The trip to Robben Island for today’s tourist is a comfortable one, in a modern ferry with two indoor decks and one outdoor deck on the top, with a bar, restrooms and staff attending to the needs. And even though the trip can be quite rocky when the sea is bumpy with two meters high waves, like this video shows:

Für heutige Touristen ist die Fahrt nach Robben Island ziemlich komfortabel. Die moderne Fähre hat zwei Innendecks und ein Panoramadeck auf dem Dach, es gibt Toiletten und einen kleinen Kiosk – und natürlich Bootspersonal. Trotzdem kann die Überfahrt ziemlich ungemütlich werden, wenn die See unruhig ist und die zwei Meter hohen Wellen den Katamaran durchschütteln. Hier ein Video von meiner Überfahrt – die einzige an dem Tag. Das Wetter war einfach zu schlecht.

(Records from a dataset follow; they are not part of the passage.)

PR #2275, opened 2023-04-12
fix(app): explicitly check if action_target is none

### LINKED ISSUE #2265: Bindings are not fired on an empty `ListView`
Stemming from #2262 asked by @TomJGooding:

Given the following code:

```python
from textual.widgets    import Header, Footer, ListView, Input

class MyListView(ListView):

    BINDINGS = [
        Binding( "i", "input", "Focus Input" ),
    ]

    def action_input(self) -> None:
        self.app.bell()
        self.app.query_one( Input ).focus()

class LVFocusApp( App[ None ] ):

    CSS = """
    MyListView {
        height: 1fr;
        border: solid blue;
    }

    MyListView:focus {
        border: double green;
    }
    """

        yield Header()
        with Vertical():
            yield Input()
            yield MyListView()
        yield Footer()

if __name__ == "__main__":
    LVFocusApp().run()
```

When the `ListView` is focused pressing the <kbd>i</kbd> key doesn't fire the action on `MyListView`. On the other hand, if one or more items are added to the `ListView`, the action *does* fire.

Another way to make the action fire is to add a `__len__` to `MyListView` that always returns a value that's non-zero. That is, a non-zero return value on `MyListView.__len__`, even when there are no list items, results in the action being fired when the bound key is pressed.

This feels very similar to something that @darrenburns and I found in Textual some time back (late last year I think), where there was some code that made a decision akin to:

```python
if self.screen.focused:
   ...
```

when it should really have been (and was fixed by):

```python
if self.screen.focused is not None:
   ...
```

I suspect something similar here when it comes to handling keys, events or bindings (I've not dived in to really look yet).

I sense this raises two related meta-issues:

1. We should probably do an audit of the code and ensure that every location that tests if a widget reference is not `None` actually does test that it is not `None`, as opposed to test if it's falsey.
2. We should probably have a careful thing about using various dunder methods on widgets in general. Is this something we should be doing; is it perhaps something we should discourage and also discourage developers from doing, due to the chance that it may have unintended consequences in Textual.

TomJGooding:
Fixes #2265 by explicitly checking if `action_target` is None.

Thanks again to @davep for his help with this issue.

### DIFF
--- a/src/textual/app.py
+++ b/src/textual/app.py
@@ -2149,7 +2149,9 @@ class App(Generic[ReturnType], DOMNode):
             action_target = getattr(self, destination)
             implicit_destination = True
         else:
-            action_target = default_namespace or self
+            action_target = default_namespace
+            if action_target is None:
+                action_target = self
             action_name = target
 
         handled = await self._dispatch_action(action_target, action_name, params)


rodrigogiraoserrao (commented):
Looks good to me!
Can I trouble you for a regression test?

willmcgugan:
Thanks. We've been tripped up by this before! Regression test would be appreciated.

willmcgugan:
Looks like Darren got there first! https://github.com/Textualize/textual/pull/2281

darrenburns:
Sorry @TomJGooding, I went ahead and implemented this/merged it without realising this PR was here!

TomJGooding:
No problem @darrenburns! I wouldn't be too confident tbh about adding a regresssion test anyway (and I see your solution is a couple lines shorter!)

PR #2304, opened 2023-04-17
Updating styles on demand instead of on_idle

darrenburns:
The `update_styles` call was being done in `on_idle`.

This meant that when you hover over a widget, the `:hover` pseudoclass was not immediately applied.

As a result, there was a short window where calls to `get_component_styles` would return incorrect values. 

We close this window by ensuring `update_styles` is called immediately rather than `on_idle`.

- [ ] Updated documentation


rodrigogiraoserrao (approved):
Looks good to me. 🚀

PR #2305, opened 2023-04-17
Prevent reactive-watcher loop in Tabs / TabbedContent.

### LINKED ISSUE #2229: It's possible to somehow break the working of `TabbedContent`

rodrigogiraoserrao:
This will close #2229.
See [this comment](https://github.com/Textualize/textual/issues/2229#issuecomment-1511636895) wherein for an explanation of the issue.

We use a descriptor to proxy the attribute `active` from `Tabs` to `TabbedContent` without having to keep it in sync in two different places.

### DIFF
--- a/src/textual/widgets/_tabbed_content.py
+++ b/src/textual/widgets/_tabbed_content.py
@@ -120,6 +120,8 @@ class TabbedContent(Widget):
 
     @active.setter
     def active(self, active: str) -> None:
+        if not active:
+            raise ValueError("'active' tab must not be empty string.")
         self.get_child_by_type(Tabs).active = active
 
     def compose(self) -> ComposeResult:
--- a/src/textual/widgets/_tabbed_content.py
+++ b/src/textual/widgets/_tabbed_content.py
@@ -71,6 +71,27 @@ class TabPane(Widget):
         )
 
 
+class _ActiveTabProxyDescriptor:
+    """Descriptor to proxy the attribute `active` from `Tabs` to the `TabbedContent`.
+
+    For the rationale that prompted the implementation of this descriptor, refer to
+    https://github.com/Textualize/textual/issues/2229 and, in particular, this comment:
+    https://github.com/Textualize/textual/issues/2229#issuecomment-1511636895.
+    """
+
+    def __get__(
+        self, obj: TabbedContent, objtype: type[TabbedContent] | None = None
+    ) -> str:
+        """Get the active tab by proxy."""
+        return obj.get_child_by_type(Tabs).active
+
+    def __set__(self, obj: TabbedContent, active: str) -> None:
+        """Set the active tab by proxy."""
+        if not active:
+            raise ValueError("'active' tab must not be empty string.")
+        obj.get_child_by_type(Tabs).active = active
+
+
 class TabbedContent(Widget):
     """A container with associated tabs to toggle content visibility."""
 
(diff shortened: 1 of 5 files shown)


src/textual/widgets/_tabbed_content.py
```diff
@@ -116,21 +113,16 @@ def __init__(self, *titles: TextType, initial: str = "") -> None:
...
+        """The ID of the active tab, or empty string if none are active."""
+        return self.get_child_by_type(Tabs).active
 
-        Raises:
-            ValueError: If the active attribute is set to empty string.
-        """
+    @active.setter
+    def active(self, active: str) -> None:
         if not active:
             raise ValueError("'active' tab must not be empty string.")
```
rodrigogiraoserrao, line 124: Originally I just let the setter set the attribute `active` on the child `Tabs` but the tests failed because they expected a `ValueError` when setting the tab to an empty string, so I added it back in 6eb141c.

However, to me it doesn't make much sense that I can't set `TabbedContent.active = ""` but _**I can**_ set `Tabs.active = ""`.
Assuming you agree, should I change the validation in `Tabs` so that it checks for an empty active tab ID at that point?

willmcgugan (approved):

src/textual/widgets/_tabbed_content.py
rodrigogiraoserrao: @willmcgugan pinging you because you already merged but this was left unresolved.

PR #2785, opened 2023-06-15
docs: fix typos in geometry

TomJGooding:
Just a couple of typos spotted while delving into Textual geometry!


davep (approved):

davep:
Thanks for those Tom, good catch as always.

PR #2788, opened 2023-06-15
Ensure column width change results in virtual size update

### LINKED ISSUE #2782: DataTable resize not happening on column resize and also resizing oddly
When updating a cell inside of a DataTable, if the width of the updated cell goes outside of the window bounds the DataTable container doesn't resize to allow scrolling so you can't see the updated content. Oddly enough, if you update the cell a second time the DataTable container does resize and the scrollbars are drawn. You can see the Resize method being called from the console on the second update but not the first.

And a weird side-effect of the resize (from a user view/interaction stand point), is the last row of the table which was previously viewable is "covered" by the horizontal scrollbar after the resize. I tried digging into the Widget `refresh()` method, but it seemed like somewhere I shouldn't be messing around without more knowledge of the API.

CleanShot 2023-06-14 at 22 04 42

CleanShot 2023-06-14 at 22 07 21@2x

CleanShot 2023-06-14 at 22 07 32@2x

CleanShot 2023-06-14 at 22 07 42@2x

The script for this demo is based on your DataTable example script from the docs.

```python
from textual.widgets import DataTable, Footer

ROWS = [
    (1, "Aleksandr Sadovnikov", "Russia", 51.84),
    (10, "Darren Burns", "Scotland", 51.84),
]


class TableApp(App):
    BINDINGS = [
        Binding("ctrl+u", "update_records", "Update Records", show=True),
    ]

        yield DataTable()
        yield Footer()

    def on_mount(self) -> None:
        table.cursor_type = "row"
        table.zebra_stripes = True
        table.add_columns(*ROWS[0])
        table.add_rows(ROWS[1:])

    def action_update_records(self):
        table.update_cell_at(
            (0, 3),
            "[Disqualified]",
            update_width=True,
        )


app = TableApp()
if __name__ == "__main__":
    app.run()
```

# Textual Diagnostics

## Versions

| Name    | Value  |
|---------|--------|
| Textual | 0.27.0 |
| Rich    | 13.3.5 |

## Python

| Name           | Value                                                       |
|----------------|-------------------------------------------------------------|
| Version        | 3.11.3                                                      |
| Implementation | CPython                                                     |
| Compiler       | Clang 14.0.0 (clang-1400.0.29.202)                          |
| Executable     | /Users/jbd/Dropbox/DEV/projects/renamer/venv/bin/python3.11 |

## Operating System

| Name    | Value                                                                                                 |
|---------|-------------------------------------------------------------------------------------------------------|
| System  | Darwin                                                                                                |
| Release | 22.5.0                                                                                                |
| Version | Darwin Kernel Version 22.5.0: Mon Apr 24 20:52:24 PDT 2023; root:xnu-8796.121.2~5/RELEASE_ARM64_T6000 |

## Terminal

| Name                 | Value              |
|----------------------|--------------------|
| Terminal Application | iTerm.app (3.4.19) |
| TERM                 | xterm-256color     |
| COLORTERM            | truecolor          |
| FORCE_COLOR          | *Not set*          |
| NO_COLOR             | *Not set*          |

## Rich Console options

| size           | width=79, height=36 |
| max_width      | 79                  |
| max_height     | 36                  |

darrenburns:
Fixes #2782 

- [ ] Updated documentation

### DIFF
--- a/src/textual/widgets/_data_table.py
+++ b/src/textual/widgets/_data_table.py
@@ -1125,6 +1125,8 @@ class DataTable(ScrollView, Generic[CellType], can_focus=True):
             else:
                 column.content_width = max(new_content_width, label_width)
 
+        self._require_update_dimensions = True
+
     def _update_dimensions(self, new_rows: Iterable[RowKey]) -> None:
         """Called to recalculate the virtual (scrollable) size."""
         console = self.app.console
@@ -1425,6 +1427,13 @@ class DataTable(ScrollView, Generic[CellType], can_focus=True):
         whole DataTable and re-computing column widths after some cells
         have been updated. This is more efficient in the case of high
         frequency updates, ensuring we only do expensive computations once."""
+        if self._updated_cells:
+            # Cell contents have already been updated at this point.
+            # Now we only need to worry about measuring column widths.
+            updated_columns = self._updated_cells.copy()
+            self._updated_cells.clear()
+            self._update_column_widths(updated_columns)
+
         if self._require_update_dimensions:
             # Add the new rows *before* updating the column widths, since
             # cells in a new row may influence the final width of a column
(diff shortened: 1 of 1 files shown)


src/textual/widgets/_data_table.py
```diff
@@ -1125,6 +1125,8 @@ def _update_column_widths(self, updated_cells: set[CellKey]) -> None:
             else:
                 column.content_width = max(new_content_width, label_width)
 
+        self._require_update_dimensions = True
```
darrenburns, line 1128: We're updating the width of a column, so we need to set this flag to ensure the virtual size gets updated next time we go on_idle.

Now imagine to be brought to the island as a political prisoner in a boat like this:

Und nun stelle man sich einmal vor, als politischer Häftling zwangsweise mit solch einem Boot übergesetzt zu werden:


Robben Island


„The docks at Cape Town were swarming with armed police and plain-clothed officials. We had to stand, still chained, in the hold of the wooden ferry, which was difficult as the ship rocked in the swells off the coast. A small porthole above was the only source of light and air. The porthole served another purpose as well: the warders enjoyed urinating on us from above. It was still light when we were led on deck and we saw the island for the first time. Green and beautiful, it looked more like a reserve than a prison. (…) We were met by a group of burly white warders shouting: ‘Dis die Eiland! Hier gaan jule vrek!’ (‘This is the island. Here you will die!’).”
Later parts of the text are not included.